__Prompt__
Collect each line of the entries that holds the string "aussi".

__Data for this task__
================

PR #1671, opened 2023-07-26
fix(launcher): fixing launcher versions display and API endpoint for solver versions

### LINKED ISSUE #1672: The list of solver available versions in the launcher dialog box is wrong
## Description

In the launcher dialog box, you can choose a solver version to launch your study, example on recette environment : 

liste_versions

This list is returned by the endpoint `GET /studies/_versions` but it has nothing to do with the list of available solvers which can be retrieved via the endpoint `GET /launcher/_versions`

## Expected Behavior

The front end should use the 2nd API to show the available launcher versions : `GET /launcher/_versions`
The API returns a dict object such as : 

new_model_response

The key `default` is always present and its value will be a dict object with a key (slurm or local) and the list of solver versions. This is the list the front should display (we do not care about the key `others` here).

## Environment

- [x] Production
- [x] Staging

## Developer note

You should do your devlopment on the linked PR because it implements the new reponse model of the endpoint described right above.

MartinBelthle:
Description:
This pull request addresses the issue with the display of Launcher versions by examining the available versions in the application's configuration.

Currently, when launching a simulation study, the list of default Solver versions is displayed correctly.

image

Regarding the API, the `/v1/launcher/versions` endpoint is used to retrieve the default versions in the form of a JSON list, for example: `["800", "810", "820"]`. The response status will be 200 OK.

The endpoint includes an optional parameter named `solver`, which allows specifying the desired Solver for obtaining versions. The valid values for this parameter are as follows: "default" (default Solver based on the application's configuration), "slurm" (Solver installed on the computation server), or "local" (Solver installed locally). If an unknown Solver name is provided, the API will return a 422 error with a JSON-formatted error message, for example: `{"detail": "Unknown solver configuration: 'remote'"}`.

image

Changes proposed in this pull request:
- Correct the display of Launcher versions when launching a simulation study.
- Implement the `/v1/launcher/versions` endpoint to retrieve default Solver versions.
- Introduce the `solver` parameter in the endpoint to specify desired Solver versions.
- Handle the case of an unknown Solver name and return an appropriate error response.

These changes aim to improve the overall functionality and user experience of the application's Launcher and Solver version management.

### DIFF
--- a/antarest/launcher/service.py
+++ b/antarest/launcher/service.py
@@ -1,14 +1,12 @@
 import logging
 import os
 import shutil
-from datetime import datetime, timedelta
-from functools import reduce
+from datetime import datetime, timedelta, timezone
+import functools
 from http import HTTPStatus
 from pathlib import Path
 from typing import Dict, List, Optional, cast
 from uuid import UUID, uuid4
-
-from fastapi import HTTPException
 
 from antarest.core.config import Config
 from antarest.core.exceptions import StudyNotFoundError
@@ -57,6 +55,7 @@ from antarest.study.storage.utils import (
     extract_output_name,
     find_single_output_path,
 )
+from fastapi import HTTPException
 
 logger = logging.getLogger(__name__)
 
@@ -186,7 +185,7 @@ class LauncherService:
                 job_result.output_id = output_id
                 final_status = status in [JobStatus.SUCCESS, JobStatus.FAILED]
                 if final_status:
-                    job_result.completion_date = datetime.utcnow()
+                    job_result.completion_date = datetime.now(timezone.utc)
                 self.job_result_repository.save(job_result)
                 self.event_bus.push(
                     Event(
@@ -434,7 +433,7 @@ class LauncherService:
                     or ""
                 )
             if log_type == LogType.STDOUT:
-                app_logs: Dict[JobLogType, List[str]] = reduce(
+                app_logs: Dict[JobLogType, List[str]] = functools.reduce(
                     lambda logs, log: LauncherService.sort_log(log, logs),
                     job_result.logs or [],
                     {JobLogType.BEFORE: [], JobLogType.AFTER: []},
@@ -707,7 +706,7 @@ class LauncherService:
         if self.config.launcher.slurm:
             if from_cluster:
                 raise NotImplementedError
-            slurm_used_cpus = reduce(
+            slurm_used_cpus = functools.reduce(
                 lambda count, j: count
                 + (
                     LauncherParametersDTO.parse_raw(
@@ -722,7 +721,7 @@ class LauncherService:
                 float(slurm_used_cpus) / self.config.launcher.slurm.max_cores
             )
         if self.config.launcher.local:
-            local_used_cpus = reduce(
+            local_used_cpus = functools.reduce(
                 lambda count, j: count
                 + (
                     LauncherParametersDTO.parse_raw(
@@ -736,19 +735,28 @@ class LauncherService:
             load["local"] = float(local_used_cpus) / (os.cpu_count() or 1)
         return load
 
-    def get_versions(self, params: RequestParameters) -> Dict[str, List[str]]:
-        version_dict = {}
-        if self.config.launcher.local:
-            version_dict["local"] = list(
-                self.config.launcher.local.binaries.keys()
-            )
-
-        if self.config.launcher.slurm:
-            version_dict[
-                "slurm"
-            ] = self.config.launcher.slurm.antares_versions_on_remote_server
-
-        return version_dict
+    def get_versions(self) -> Dict[str, Dict[str, List[str]]]:
+        local_config = self.config.launcher.local
+        local_list = sorted(local_config.binaries) if local_config else []
+        slurm_config = self.config.launcher.slurm
+        slurm_list = (
+            sorted(slurm_config.antares_versions_on_remote_server)
+            if slurm_config
+            else []
+        )
+        default_launcher = self.config.launcher.default
+        if default_launcher == "local":
+            return {
+                "default": {"local": local_list},
+                "others": {"slurm": slurm_list},
+            }
+        elif default_launcher == "slurm":
+            return {
+                "default": {"slurm": slurm_list},
+                "others": {"local": local_list},
+            }
+        else:  # pragma: no cover
+            raise NotImplementedError(default_launcher)
 
     def get_launch_progress(
         self, job_id: str, params: RequestParameters
--- a/antarest/launcher/service.py
+++ b/antarest/launcher/service.py
@@ -748,7 +748,7 @@ class LauncherService:
             This list is empty if the configuration is not available.
 
         Raises:
-            ValueError: if the configuration is not "default", "slurm" or "local".
+            KeyError: if the configuration is not "default", "slurm" or "local".
         """
         local_config = self.config.launcher.local
         slurm_config = self.config.launcher.slurm
@@ -760,12 +760,7 @@ class LauncherService:
             else [],
         }
         versions_map["default"] = versions_map[default_config]
-        try:
-            return versions_map[solver]
-        except KeyError:
-            raise ValueError(
-                f"Unknown solver configuration: '{solver}'"
-            ) from None
+        return versions_map[solver]
 
     def get_launch_progress(
         self, job_id: str, params: RequestParameters
--- a/antarest/launcher/service.py
+++ b/antarest/launcher/service.py
@@ -1,12 +1,14 @@
+import functools
 import logging
 import os
 import shutil
 from datetime import datetime, timedelta, timezone
-import functools
 from http import HTTPStatus
 from pathlib import Path
 from typing import Dict, List, Optional, cast
 from uuid import UUID, uuid4
+
+from fastapi import HTTPException
 
 from antarest.core.config import Config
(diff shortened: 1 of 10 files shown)


laurent-laporte-pro:
@MartinBelthle, je ne vois pas quel avantage apporte la nouvelle implémentation par rapport à l'ancienne.

La seule chose qui semble manquer dans l'ancienne implémentation est un _flag_ indiquant quelle version est la version par défaut utilisée lors du lancement de la simulation.

Par exemple :

```json
{
    "slurm": ["800", "810", "820"],
    "local": ["820", "830"],
    "default": "local"
}
```

Cette approche permettait de maintenir une meilleure compatibilité avec le format existant.

laurent-laporte-pro (changes requested):
Je pense que ça serait plus simple d'ajouter un _flag_ "default" = "sulrm" ou "local".

MartinBelthle:
Cette approche me va aussi:
```python
{
  "slurm": ["800", "810", "820"],
  "local": ["820", "830"],
  "default": "local"
}
```
Je me rappelle que je voulais ajouter la clé `default`, mais pourquoi j'ai choisi un autre ResponseModel, je ne sais plus.
Tu peux effectuer ce changement :+1: 

Il faudra aussi mettre à jour le ticke car j'ai mis un screen du ReponseModel

laurent-laporte-pro:
Finalement, il est préférable d'avoir un liste à plat `["800", "810", "820"]` (comme pour les versions d'études).

MartinBelthle:
En fait je voulais garder les 2 pour pouvoir récupérer l'informations des binaires sur les 2 environnements si jamais je souhaite modifier le launcher par défaut. Mais ça n'a pas de sens car on ne peut pas faire ça avec l'API, on doit passer par le application.yaml et on y voit la liste.
Donc effectivement, on peut renvoyer juste une liste

laurent-laporte-pro:
En cas d'erreur, on aura :

HTTP 422 :

```json
{
  "description": "Unknown solver configuration: 'remote'",
  "exception": "HTTPException"
}
```

En cas de succès, on aura :

HTTP 200 :

```json
[ "700", "720", "800", "810", "820", "830", "840", "850", "860" ]
```

antarest/launcher/web.py
```diff
@@ -203,14 +205,44 @@ def get_load(
     @bp.get(
         "/launcher/_versions",
```
hdinia: Endpoints that follow RESTful naming conventions typically don't have underscores unless specific actions, here we `GET` launcher versions which is a common action, not needed and confusing. it's old code, but we should change it as it is not yet used front side

antarest/launcher/web.py
```diff
@@ -203,14 +205,44 @@ def get_load(
...
-        logger.info(f"Fetching version list")
-        return service.get_versions(params=params)
+    def get_solver_versions(
+        solver: Optional[str] = Query(
+            None,
+            examples={
+                "default solver": {
+                    "description": "Get the solver versions of the default configuration",
+                    "value": "",
+                },
```
hdinia:
```python
"default solver": {
                    "description": "Get the solver versions of the default configuration",
                    "value": "default",
                },
```
I think you missed the value

antarest/launcher/web.py
```diff
@@ -203,14 +205,44 @@ def get_load(
...
+            },
+        )
+    ) -> List[str]:
+        """
+        Get list of supported solver versions defined in the configuration.
+
+        Args:
+        - `solver`: name of the configuration to read: "default", "slurm" or "local".
+        """
+        solver = solver or "local"
```
hdinia: If no solver is not provided you define it to `local` is it intentional? shouldn't it be `default` instead?

antarest/launcher/web.py
```diff
@@ -203,14 +205,44 @@ def get_load(
     @bp.get(
         "/launcher/_versions",
         tags=[APITag.launcher],
-        summary="Get list of supported study version for all configured launchers",
-        response_model=Dict[str, List[str]],
+        summary="Get list of supported solver versions",
+        response_model=List[str],
```
hdinia, line 222: a detail but you can add the `status_code = HHTPStatus.OK`

antarest/launcher/service.py
```diff
@@ -736,19 +736,36 @@ def get_load(self, from_cluster: bool = False) -> Dict[str, float]:
...
+            if slurm_config
+            else [],
+        }
+        versions_map["default"] = versions_map[default_config]
+        try:
+            return versions_map[solver]
+        except KeyError:
+            raise ValueError(
+                f"Unknown solver configuration: '{solver}'"
+            ) from None
```
hdinia: we can use a helper function to reduce duplication and simplify:
(errors catched by the route handler, the try/except is no longer needed)

```python
 def get_sorted_versions(solver_config, attribute):
            return sorted(getattr(solver_config, attribute)) if solver_config else []

        solvers = {
            "local": get_sorted_versions(self.config.launcher.local, "binaries"),
            "slurm": get_sorted_versions(self.config.launcher.slurm, "antares_versions_on_remote_server"),
        }

        solvers["default"] = solvers[self.config.launcher.default]

       return solvers.get(solver)
        ```

**Review by hdinia — CHANGES_REQUESTED** [review]

File: antarest/launcher/web.py [hunk 6]
```diff
@@ -203,14 +205,44 @@ def get_load(
...
+        logger.info(
+            f"Fetching the list of solver versions for the '{solver}' configuration"
+        )
+        try:
+            return service.get_solver_versions(solver)
+        except ValueError as e:
+            raise HTTPException(
+                status_code=http.HTTPStatus.UNPROCESSABLE_ENTITY,
+                detail=str(e),
+            )
```
hdinia: redundant error check with the service function `get_solver_versions`,we can move the check for an invalid solver configuration from the service to the route handler. The route handler is the appropriate place to validate user input, declaring an exception with appropriate message:

```python
class InvalidSolverConfig(HTTPException):
    def __init__(self) -> None:
        super().__init__(
            HTTPStatus.UNPROCESSABLE_ENTITY,
            "Invalid solver configuration",
        )
```

we can also be more specific and check against the params allowed only:

```python
 if solver not in ["default", "slurm", "local"]:
            raise InvalidSolverConfig
```

we would have this:

```python
      solver = solver or "default"

        if solver not in ["default", "slurm", "local"]:
            raise InvalidSolverConfig

        logger.info(
            f"Fetching the list of solver versions for the '{solver}' configuration"
        )

        return service.get_solver_versions(solver)
```

antarest/launcher/web.py
laurent-laporte-pro: OK to remove the underscore.

antarest/launcher/service.py
laurent-laporte-pro: Well, I prefer to keep the code simple.

antarest/launcher/web.py
laurent-laporte-pro: Not needed, because [200 is the default status code](https://fastapi.tiangolo.com/tutorial/response-status-code/#about-http-status-codes).

> the more you have lines, the more you have bugs 😋

antarest/launcher/web.py
laurent-laporte-pro: You right, could you add it?

antarest/launcher/web.py
laurent-laporte-pro: You're right, could you set `default`?

laurent-laporte-pro (changes requested):

antarest/launcher/web.py
laurent-laporte-pro: I think an exception called `UnknownSolverConfig` is more appropriate, because the error message should be something like that: "Unknown solver configuration: '{solver}'". Do not forget to pass the `solver` value as a parameter to the exception.

I suggest this:

```python
class UnknownSolverConfig(HTTPException):
    """
    Exception raised during solver versions retrieval when
    the name of the launcher is not "default", "slurm" or "local".
    """

    def __init__(self, solver: str) -> None:
        super().__init__(
            http.HTTPStatus.UNPROCESSABLE_ENTITY,
            f"Unknown solver configuration: '{solver}'",
        )

solver = solver or "local"
logger.info(
    f"Fetching the list of solver versions for the '{solver}' configuration"
)
if solver not in {"default", "slurm", "local"}:
    raise UnknownSolverConfig(solver)
return service.get_solver_versions(solver)
```

laurent-laporte-pro:
```python
def get_solver_versions(self, solver: str) -> List[str]:
    """
    Fetch the list of solver versions from the configuration.

    Args:
        solver: name of the configuration to read: "default", "slurm" or "local".

    Returns:
        The list of solver versions.
        This list is empty if the configuration is not available.

    Raises:
        KeyError: if the configuration is not "default", "slurm" or "local".
    """
    local_config = self.config.launcher.local
    slurm_config = self.config.launcher.slurm
    default_config = self.config.launcher.default
    versions_map = {
        "local": sorted(local_config.binaries) if local_config else [],
        "slurm": sorted(slurm_config.antares_versions_on_remote_server)
        if slurm_config
        else [],
    }
    versions_map["default"] = versions_map[default_config]
    return versions_map[solver]
```

laurent-laporte-pro (approved):

skamril (approved):

hdinia (approved):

================

__Solution to the problem__
Cette approche me va aussi:
Il faudra aussi mettre à jour le ticke car j'ai mis un screen du ReponseModel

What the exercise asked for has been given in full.